Monday the ANZ jobs figure for January was down for a ninth month in a row, yet newspaper job ads surprisingly rose and the internet was very weak. The overall fall was the smallest since October.
And now the National Australia Bank’s January business confidence survey tells a different story with business confidence reversing December’s gains and tumbling to a record low in January with the outlook for employment and forward orders hitting recessionary levels.
Today we get housing finance, which should show a pick up in first home owner interest, but tomorrow the January jobs figures, which will go a long way to telling us how bad conditions are in the economy, and whether we will get a further rate cut next month.
The NAB said companies’ confidence dropped to minus-32 index points last month, a new low for the 12-year history of the National Australia Bank’s survey. That compared with December’s improvement to minus-20, following November’s minus-30 reading.
The index has now been in negative territory since January last year, indicating pessimists outnumber optimists in the survey.
”It needs to be noted that the survey was largely completed on the Monday prior to the announcement of the Government’s new fiscal package and the RBA’s rate cut,” said NAB group chief economist Alan Oster in a statement. ”As such confidence may have improved a touch since then.”
"Business conditions fell 5 to overall reading of -11 index points – taking the index back to levels reported in October and half reversing the Government package inspired jump in December.”
"Falls in confidence and conditions were broadly based. That includes retailing & wholesaling – with the latter sector’s confidence level at record lows (-51 index points).

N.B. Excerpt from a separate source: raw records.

PR #466, opened 2020-06-17
subctl: add export service

### LINKED ISSUE #465: subctl: add create service-export
Add a subcommand to allow easy creation of `ServiceExport`. This will be helpful for test automation and first time users as they won't have to write yaml.

vthapar:
Fixes #465

### DIFF
--- a/pkg/subctl/cmd/export.go
+++ b/pkg/subctl/cmd/export.go
@@ -1,0 +1,102 @@
+/*
+© 2020 Red Hat, Inc. and others.
+
+Licensed under the Apache License, Version 2.0 (the "License");
+you may not use this file except in compliance with the License.
+You may obtain a copy of the License at
+
+    http://www.apache.org/licenses/LICENSE-2.0
+
+Unless required by applicable law or agreed to in writing, software
+distributed under the License is distributed on an "AS IS" BASIS,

"Forward orders & employment remain around recessionary lows, while capital spending and capacity utilisation fall further. Exports also sharply lower. Falls, by industry, very broad based.
"Survey implies around no growth (or slight falls) in domestic demand in early Q1 2009."
All in all the contrast between the still cautious optimism at JB Hi Fi and in the NAB survey was telling:
"Sales in January and February to date have met internal expectations," the company said in its statement this morning.
"Whilst the retail outlook is less certain than previous reporting dates, the company is cautiously optimistic that it will have another strong year and confirms its previous guidance that sales will be circa $2.35 billion or a 28% increase on the prior financial year."
That’s at variance with the NAB’s survey’s results and indicates that JB Hi Fi is the exception in local retailing.
The NAB said the level of credit availability was broadly unchanged as the proportion of firms not wanting finance, again rose. (Because demand is not there.)
The NAB left its January downgraded forecasts for the economy unchanged with Gross Domestic Product expected to fall by 0.25% in 2009 – "a moderate recession" and "no aggressive kick back in growth in 2010".
The NAB said it is more pessimistic than the federal government It said the Reserve Bank will cut interest rates to 2% (no change in forecast) by mid-year as unemployment rises.
Macquarie interest rate strategist, Rory Robertson said in his newsletter last night that "The RBA could easily pause in March, with further rate cuts "spaced out" over time. In any case, further cuts are much more likely to come in 50bp lots than in 100bp lots.
"The RBA obviously is well aware that the deepening global and local recessions will drive unemployment significantly higher.
"At this stage, however, no-one in the official family -neither the RBA nor Treasury – is forecasting unemployment heading into the double-digit rates seen in the early 1980s and the early 1990s.
"After having delivered an appropriately aggressive response to the post-Lehmans collapse in global growth prospects, the RBA now can make a respectable case to wait and watch for a while, if it chooses.
In terms of its March decision, no doubt much will depend on the extent of weakness highlighted in Thursday’s jobs report."